Finding Pedigrees without the influence of Wycliffe is difficult, many of these Poodles or the offspring of the Wycliffe line have become popular sires because of the wins they have accomplished and today it is common knowledge that popular sires have also caused health issues.
It is all about health today as so many Poodles are now leading very short lived lives. It was not uncommon when I first got into Poodles in the 80's for a Standard to live till 16-20 years. Now days it is very difficult to get them beyond 10 years old without some major health problem.
Of course breeding with diversity is much more difficult as you won't get immediate type and style without working at it. Most people today want instant gratification of that show dog and you won't get it if you intend to go after longevity and health as well.
While Jean Lyle so did much for the Poodle breed, there was also much lost in the bottleneck the Wycliffe line created.
Although the Poodle has encountered major health issues, Jean Lyle had a sound and solid grasp of what a nice Poodle should look like. She clearly bred beautiful Poodles, if you read any of her articles you will see this lady was one of the greatest to contribute to the Poodle World. So not to take away from the beautiful Wycliffe Poodles but more so to blame the lack of knowledge in the genetic field of the times she was breeding. Quote from article: Personally, I have always believed that the key to breeding a dog that looks stunning while standing free, and that moves magnificently, is first of all breeding for balanced, ideal body structure.

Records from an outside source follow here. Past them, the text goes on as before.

PR #33, opened 2023-03-10
Delete clients when oauth relation is broken

nsklikas:
Add peer relation that will be used for deleting clients when the `oauth` relation is broken

### DIFF
--- a/src/charm.py
+++ b/src/charm.py
@@ -41,7 +41,14 @@ from ops.charm import (
     WorkloadEvent,
 )
 from ops.main import main
-from ops.model import ActiveStatus, BlockedStatus, MaintenanceStatus, ModelError, WaitingStatus, Relation
+from ops.model import (
+    ActiveStatus,
+    BlockedStatus,
+    MaintenanceStatus,
+    ModelError,
+    Relation,
+    WaitingStatus,
+)
 from ops.pebble import ChangeError, ExecError, Layer
 
 from hydra_cli import HydraCLI
--- a/src/charm.py
+++ b/src/charm.py
@@ -6,9 +6,10 @@
 
 """A Juju charm for Ory Hydra."""
 
+import json
 import logging
 from os.path import join
-from typing import Any
+from typing import Any, Dict
 
 from charms.data_platform_libs.v0.data_interfaces import (
     DatabaseCreatedEvent,
@@ -456,6 +457,7 @@ class HydraCharm(CharmBase):
         client = self._get_oauth_relation_peer_data(event.relation_id)
         if not client:
             logger.error("No client found in peer data")
+            return
 
         try:
             self._hydra_cli.delete_client(client["client_id"])
--- a/src/charm.py
+++ b/src/charm.py
@@ -42,7 +42,7 @@ from ops.charm import (
 )
 from ops.main import main
 from ops.model import ActiveStatus, BlockedStatus, MaintenanceStatus, ModelError, WaitingStatus
-from ops.pebble import ChangeError, Error, ExecError, Layer
+from ops.pebble import ChangeError, ExecError, Layer
 
 from hydra_cli import HydraCLI
 
@@ -409,9 +409,6 @@ class HydraCharm(CharmBase):
             )
         except ExecError as err:
             logger.error(f"Exited with code: {err.exit_code}. Stderr: {err.stderr}")
-            return
-        except Error as e:
-            logger.error(f"Something went wrong when trying to run the command: {e}")
             logger.info("Deferring the event")
             event.defer()
             return
@@ -437,21 +434,15 @@ class HydraCharm(CharmBase):
             )
         except ExecError as err:
             logger.error(f"Exited with code: {err.exit_code}. Stderr: {err.stderr}")
-            return
-        except Error as e:
-            logger.error(f"Something went wrong when trying to run the command: {e}")
             logger.info("Deferring the event")
             event.defer()
             return
 
     def _on_client_deleted(self, event: ClientDeletedEvent) -> None:
-        if not self._container.can_connect():
-            event.defer()
+        if not self.unit.is_leader():
             return
 
-        try:
-            self._container.get_service(self._container_name)
-        except (ModelError, RuntimeError):
+        if not self._hydra_service_is_running:
             event.defer()
             return
 
@@ -465,9 +456,6 @@ class HydraCharm(CharmBase):
             self._hydra_cli.delete_client(client["client_id"])
         except ExecError as err:
             logger.error(f"Exited with code: {err.exit_code}. Stderr: {err.stderr}")
-            return
-        except Error as e:
-            logger.error(f"Something went wrong when trying to run the command: {e}")
             logger.info("Deferring the event")
             event.defer()
             return
--- a/src/charm.py
+++ b/src/charm.py
@@ -212,11 +212,11 @@ class HydraCharm(CharmBase):
         return self.model.get_relation(PEER)
 
     def _set_peer_data(self, key: str, data: Dict) -> None:
-        """Put information into the peer data bucket instead of `StoredState`."""
+        """Put information into the peer data bucket."""
         self._peers.data[self.app][key] = json.dumps(data)
 
     def _get_peer_data(self, key: str) -> Dict:
-        """Retrieve information from the peer data bucket instead of `StoredState`."""
+        """Retrieve information from the peer data bucket."""
         if not self._peers:
             return {}
         data = self._peers.data[self.app].get(key, "")
--- a/src/charm.py
+++ b/src/charm.py
@@ -419,7 +419,6 @@ class HydraCharm(CharmBase):
             event.defer()
             return
 
-        # TODO: If this fails emit an event for reconciliation
         self._set_oauth_relation_peer_data(event.relation_id, dict(client_id=client["client_id"]))
         self.oauth.set_client_credentials_in_relation_data(
             event.relation_id, client["client_id"], client["client_secret"]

The dog then is not only a beautiful creature standing and "on the move," but it is much more sound, healthy and beautiful until it's dying day, for there are no undue or unnatural strains to cause lowered heads, sagging backs, tucked-under rears, pathetic movement, arthritis and even hip dysplasia. Breeders should devote themselves to producing health-promoting, well-balanced Poodle structure. But they must be aware that is more complicated and much more challenging than simply breeding for lovely heads.

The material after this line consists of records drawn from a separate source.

PR #37, opened 2023-03-16
Add actions

nsklikas:
Adds juju actions for managing clients, revoking a client's tokens and rotating the id token signing key.

I had to access the hydra CLI, so I based this PR on top of https://github.com/canonical/hydra-operator/pull/29

TODO:
- [x] Add unit tests
- [x] Add integration tests
- [x] Should we add action for running `hydra janitor`?
- [ ] Test the `list-oauth-clients` command in deployments with many clients


nsklikas:
After thinking about it, I think it is best not to have an action calling the janitor command:
1) If the user wants to run the `hydra janitor` command manually, they would want to see the output of the command (live), AFAIK juju provides no way of doing this.
2) If the user wants to run the command periodically, they could use a cronjob or maybe we could provide a config option for doing this, but I don't see a reason to have a cronjob calling a juju action periodically.

unit-requirements.txt
```diff
@@ -2,4 +2,5 @@ pytest
 pytest-mock
 coverage[toml]
 requests
+ipdb
```
gruyaume, line 5: Do we need this?

src/charm.py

In the show world heads are what the judges see first and side view is what they look for in motion. Jean wanted the whole dog and continually bred for it and the Wycliffe dogs had most of it. It was the thing to do, acquire a Wycliffe dog because of it's beauty and structurely sound bone. Wycliffe was not bad, it was what happened with so many Wycliffe and the lack of knowledge of the times that was bad.

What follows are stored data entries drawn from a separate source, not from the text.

PR #45, opened 2023-03-31
fix potential bug of referencing relation name

bencekov:
I realise that this could be the bad platform to request a change for a charm library. Let me know and I'll close this PR.

Please check if this is potentially a bug in the hydra_endpoints library. if we insist on using the relation name in the constant, then it's likely a bad idea to make it an argument for the constructor.

### DIFF
--- a/lib/charms/hydra/v0/hydra_endpoints.py
+++ b/lib/charms/hydra/v0/hydra_endpoints.py
@@ -94,7 +94,7 @@ class HydraEndpointsProvider(Object):
         if not self._charm.unit.is_leader():
             return
 
-        relations = self.model.relations[RELATION_NAME]
+        relations = self.model.relations[self._relation_name]
         for relation in relations:
             relation.data[self._charm.app].update(
                 {


nsklikas (changes requested):
Good catch! Please update the library version as well (https://github.com/canonical/hydra-operator/pull/45/files#diff-4c3ead233e9ad9981244f226aecede4323ae42a82b2db34893e50f0cf59d45ecR56)

lib/charms/hydra/v0/hydra_endpoints.py
```diff
@@ -94,7 +94,7 @@ def send_endpoint_relation_data(self, admin_endpoint: str, public_endpoint: str)
         if not self._charm.unit.is_leader():
             return
 
-        relations = self.model.relations[RELATION_NAME]
+        relations = self.model.relations[self._relation_name]
```
nsklikas, line 97:
```suggestion
        relations = self.model.relations.get(self._relation_name)
        if not relations:
            return
```

Let's also check that the relation exists.

PR #65, opened 2023-05-15
Use service to communicate with other components

nsklikas:
There is no reason to use the ingress since all of our components will be in the same k8s cluster, in the same model.


bencekov (approved):
Looks good!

Most of the Wycliffe's don't begin to show up until the 10th generation on todays dogs. What a nice tribute to Mrs Lyle.
There are Wycliffe poodles in some "Barbet" pedigrees.
This probably being themain difference between the "Barbet Modern" and the Authentic Barbet or Vieux Barbet, the look, the morphology and the coat. That in mind, everyone does what they think is best for themselves. Below is another link to some poodle ancestors. The shaping of the coat is a question of grooming.